■ Problem requirements
Below are entries; copy exactly the lines from the one with "https://www.w3.org/TR/shadow-dom/" through the one with "ebidel: AFA the", both included, and leave out the rest.

■ Stored items
PR #3255, opened 2016-08-22
Add focus section to shadow dom article

ebidel:
R: @robdodson @hayatoito @petele


src/content/en/fundamentals/primers/shadowdom/index.markdown
```diff
@@ -689,21 +689,108 @@ If the shadow tree is open, calling `event.composedPath()` will return an array
...
+                  this.shadowRoot.activeElement);
+    });
+  }
+});
+</script>
+{% endhighlight %}
+
+**Result**
+
+<img src="images/delegateFocusTrue.png" title="delegatesFocus: true behavior">
```
robdodson: is the blue border supposed to be the default focus outline?

robdodson:
+@alice

src/content/en/fundamentals/primers/shadowdom/index.markdown
```diff
@@ -689,21 +689,108 @@ If the shadow tree is open, calling `event.composedPath()` will return an array
...
+
+{% highlight html %}
+<x-focus>
+  #shadow-root
+    <input type="text" placeholder="Input inside shadow dom">
+{% endhighlight %}
+
+ The `focus` event will look like it came from `<x-focus>`, not the `<input>`. Similarly, `document.activeElement` will be `<x-focus>`. If the shadow root was created with `mode:'open'` (see [closed mode](#closed)), you'll also be able access the internal node that gained focus:
+
+    document.activeElement.shadowRoot.activeElement // only works with open mode.
```
robdodson: what if the focused element is like 10 shadow roots deep? do I have to keep calling activeElement.shadowRoot.activeElement?

src/content/en/fundamentals/primers/shadowdom/index.markdown
```diff
@@ -689,21 +689,108 @@ If the shadow tree is open, calling `event.composedPath()` will return an array
...
+
+Another option is `delegatesFocus: true`, which expands the focus behavior of element's within a shadow tree:
+
+- If you click on a node inside shadow DOM and the node is not a focusable area, the first focusable area becomes focused.
```
robdodson: So if I click on a `p` that's next to an `input` it will focus the `input` and apply the default outline style?

src/content/en/fundamentals/primers/shadowdom/index.markdown
```diff
@@ -689,21 +689,108 @@ If the shadow tree is open, calling `event.composedPath()` will return an array
...
+- When a node inside shadow DOM gains focus, `:focus` applies to the host in addition to the focused element.
```
robdodson: If I haven't provided a :focus style, would I not see anything on the host and just the default outline on the actually focused element?

src/content/en/fundamentals/primers/shadowdom/index.markdown
```diff
@@ -689,21 +689,108 @@ If the shadow tree is open, calling `event.composedPath()` will return an array
...
+If you were to set `delegatesFocus: false`, here's what you would see instead:
+
+<figure>
+  <img src="images/delegateFocusFalse.png">
+  <figcaption>The internal <code>&lt;input></code> is focused.</figcaption>
+</figure>
+
+<figure>
+  <img src="images/delegateFocusFalseFocus.png">
+  <figcaption><code>&lt;x-focus></code> gains focus (e.g  <code>focus()</code>).</figcaption>
```
robdodson: Maybe say: "If delegateFocus is false and the user focuses the `input`, focus will be redirected to the containing element" or something along those lines

src/content/en/fundamentals/primers/shadowdom/index.markdown
```diff
@@ -689,21 +689,108 @@ If the shadow tree is open, calling `event.composedPath()` will return an array
...
+
+<img src="images/delegateFocusTrue.png" title="delegatesFocus: true behavior">
+
+Above is the result when `<x-focus>` is focused (user click, tabbed into, `focus()`, etc.), "Clickable Shadow DOM text" is clicked, or the internal `<input>` is focused (including `autofocus`).
+
+If you were to set `delegatesFocus: false`, here's what you would see instead:
+
+<figure>
+  <img src="images/delegateFocusFalse.png">
+  <figcaption>The internal <code>&lt;input></code> is focused.</figcaption>
```
robdodson: Maybe say something like "if delegateFocus is false and the internal input is focused, focus will be redirected to the parent"

src/content/en/fundamentals/primers/shadowdom/index.markdown
robdodson: How would x-focus gain focus without a tabindex?

src/content/en/fundamentals/primers/shadowdom/index.markdown
robdodson: argh, nevermind I am reading these images wrong. I thought the caption was applying to the image underneath it because they're physically closer

src/content/en/fundamentals/primers/shadowdom/index.markdown
hayatoito: Yes, we have to call it, recursively, until it reaches the end.

There is no *deep* version for activeElement.
The issue is filed here https://github.com/w3c/webcomponents/issues/104.

hayatoito:
R: @TakayoshiKochi for focus.

petele:
Looks like there are still some comments. @ebidel can you sort and verify everything looks as it should [https://pr-3255-dot-weasel-dot-web-central.appspot.com/](https://pr-3255-dot-weasel-dot-web-central.appspot.com/) then remove the DO NOT MERGE label and i'll merge and push.

src/content/en/fundamentals/primers/shadowdom/index.markdown
ebidel: Yes.

src/content/en/fundamentals/primers/shadowdom/index.markdown
ebidel: You'd see the default focus ring around the host and the element.

src/content/en/fundamentals/primers/shadowdom/index.markdown
ebidel: Yea, I want to illustrate the how the styles are affected inside SD and outside of it.

src/content/en/fundamentals/primers/shadowdom/index.markdown
ebidel: Done.

ebidel:
PTAL

src/content/en/fundamentals/primers/shadowdom/index.markdown
robdodson: That wasn't immediately clear to me. You might add a note mentioning that

src/content/en/fundamentals/primers/shadowdom/index.markdown
robdodson: Wow really? That's super weird. Does it actually apply focus or just move the focus navigation start point (https://developers.google.com/web/updates/2016/03/focus-start-point?hl=en)

If it were to focus the input that would be atypical of how the browser works today. Think about a page with no shadow dom. If you click somewhere on the page it suddenly focuses the nearest input. That would feel broken to me.

src/content/en/fundamentals/primers/shadowdom/index.markdown
robdodson: I'd see two focus rings??? That doesn't seem to make sense. The concept of focus, as I understand it, is pretty specific in that only 1 thing on your entire computer ever "has focus".

src/content/en/fundamentals/primers/shadowdom/index.markdown
ebidel: This actually felt right to me but who knows. It's also opt-in so maybe the use case is the "widget", where you have focusable items inside the shadow dom. When you tab to the widget, you should be focused on the first focusable item.

cc @TakayoshiKochi

src/content/en/fundamentals/primers/shadowdom/index.markdown
ebidel: That's according to spec.

robdodson: Can you link me? How would someone know where their keyboard events are being directed? That just seems bizarre...

ebidel: Pretty sure the input gets the events. The other part only applies to CSS:

> When a node inside shadow DOM gains focus, `:focus` applies to the host in addition to the focused element.

https://www.w3.org/TR/shadow-dom/

johnliz4ever:
Its awesome

src/content/en/fundamentals/primers/shadowdom/index.markdown
alice: I think the issue Rob's pointing out is that say you have an input inside of a custom element which is composed into another custom element... etc., with default styling for `:focus` at each level you're going to get a blue ring, and you could end up with a case where things are absolute positioned or something such that you have blue rings all over the page, creating a really confusing experience where you don't know which is the "real" keyboard target.

robdodson: Yeah

> If :focus pseudo-class applies to HOST, and HOST is in a shadow root of another shadow host HOST2 which also delegates focus, :focus pseudo-class applies to HOST2 as well.

That seems like you could create an N-level deep focused styled UI which would be really confusing.

ebidel: Yea, this is massively confusing: http://jsbin.com/kuqepubihi/edit?html,output

Try that in Canary.

alice: It looks like a guidance system for spacecraft docking in a really sad videogame.

ebidel: AFA the demos in this article are concerned, I think they're ok according to the spec and illustrate what the feature does. At the very least, they show what Blink has implemented. Whether that's good UX or not is another story :\

I'd like to merge this so @petele can make the push later today.  Shall we continue the focus conversation over on a spec bug? I filed https://github.com/w3c/webcomponents/issues/554

alice: Works for me.

src/content/en/fundamentals/primers/shadowdom/index.markdown
alice: This seems odd to me too. If shadow DOM is used purely as an encapsulation mechanism (i.e. it's not a self-contained interactive near-leaf-node widget like `<date>`, but something more like `<topeka-app>`), why would a user expect clicking a part of the page to move focus to something "near" it in some cases but not others? Also, in some cases it would move focus to something earlier in the page than the thing that was clicked, and in some cases it would be later, totally unpredictably.

PR #3288, opened 2016-08-29
Update README.md

diddierh:
Update start URL to http://localhost:7331/web/fundamentals which is the right


diddierh:
I signed it!

PR #3304, opened 2016-09-01
PWA Landing page: Point Service Workers to primer

addyosmani:
For the average developer, pointing to the primer is going to be a lot more illuminating than a spec page/repo imo :) cc @jpmedley


ebidel:
LGTM

jpmedley:
@gauntface @petele 

"Unable to validate Yaml checksum." 

This something different from the ignorable error we usually get.

PR #3368, opened 2016-09-10
Fix formatting

arthurevans:
Missing an empty line before the bulleted list—formats correctly on GitHub, but not on WF:

https://developers.google.com/web/tools/chrome-devtools/profile/evaluate-performance/timeline-tool?hl=en#overview-pane


addyosmani:
LGTM

PR #3369, opened 2016-09-10
090916 work

shanayres:


PaulKinlan:
Do you have a summary of what is actually in this PR?  It looks like it is pulling in from an incredibly old set of changes and merging them.  It might be best to re-base or re-checkout your branch and then commit your two changes that you authored.  Right now, we can't pull this in as is.

petele:
Hey Shannon - it looks like this is trying to merge your changes into MASTER not into next-version, can you resubmit the PR to next-version instead.  Thanks!

PR #3377, opened 2016-09-12
CacheQueryOptions post

jeffposnick:
R: @petele @PaulKinlan etc.

This is Markdown conversion of a post that was previously reviewed internally.


jpmedley:
Did a quick edit.

PR #3405, opened 2016-09-16
Corrected a few things in a few files.

shanayres:


jpmedley:
Your updates are merged. The next time you do this you'll get them.

git checkout next-version
git pull

shanayres:
I did those two commands as my last step last night. I think they worked.

I always leave it too late to do them before I leave work, and then I
forget to do them when I first get home. I always seem to do them fairly
late at night, when I finally remember!

jpmedley:
The best time to do them is right before you start in the morning, right before
git checkout -b todaysbranch next-version

PR #3429, opened 2016-09-20
Fix MediaRecorder example mimeType

gotik:
`video/webm, codecs=vp8` and `video/webm, codecs=vp9` don't work as mime types, they must be `video/webm;codecs=vp8` and `video/webm;codecs=vp9`


gotik:
I signed it!

PR #3510, opened 2016-09-26
Housing case study

petele:


src/content/en/showcase/2016/housing.md
```diff
@@ -0,0 +1,65 @@
...
+platforms in India. After building [Housing Go](https://housing.com/), a
+Progressive Web App (PWA), they saw a 38% increase in total conversions
+across browsers. The new PWA also delivered higher-value users, with
+visitors spending 10% longer per session and returning more often.
+
+## Challenges
+Housing.com knew their mobile users woudn’t tolerate slow load times, which
+significantly affect conversions. They measured the impact of users’ average
+page-load time and found that even a one-second improvement brought a
+significant boost in the conversion rate.
```
jpmedley: "They measured the impact of users’ average page-load time and found that even a one-second improvement brought a significant boost in the conversion rate."

Can we do pullquotes?

petele: Yes, but this is for master and a quick push. Will look at for next-version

■ Finished task
https://www.w3.org/TR/shadow-dom/

johnliz4ever:
Its awesome

src/content/en/fundamentals/primers/shadowdom/index.markdown
alice: I think the issue Rob's pointing out is that say you have an input inside of a custom element which is composed into another custom element... etc., with default styling for `:focus` at each level you're going to get a blue ring, and you could end up with a case where things are absolute positioned or something such that you have blue rings all over the page, creating a really confusing experience where you don't know which is the "real" keyboard target.

robdodson: Yeah

> If :focus pseudo-class applies to HOST, and HOST is in a shadow root of another shadow host HOST2 which also delegates focus, :focus pseudo-class applies to HOST2 as well.

That seems like you could create an N-level deep focused styled UI which would be really confusing.

ebidel: Yea, this is massively confusing: http://jsbin.com/kuqepubihi/edit?html,output

Try that in Canary.

alice: It looks like a guidance system for spacecraft docking in a really sad videogame.

ebidel: AFA the demos in this article are concerned, I think they're ok according to the spec and illustrate what the feature does. At the very least, they show what Blink has implemented. Whether that's good UX or not is another story :\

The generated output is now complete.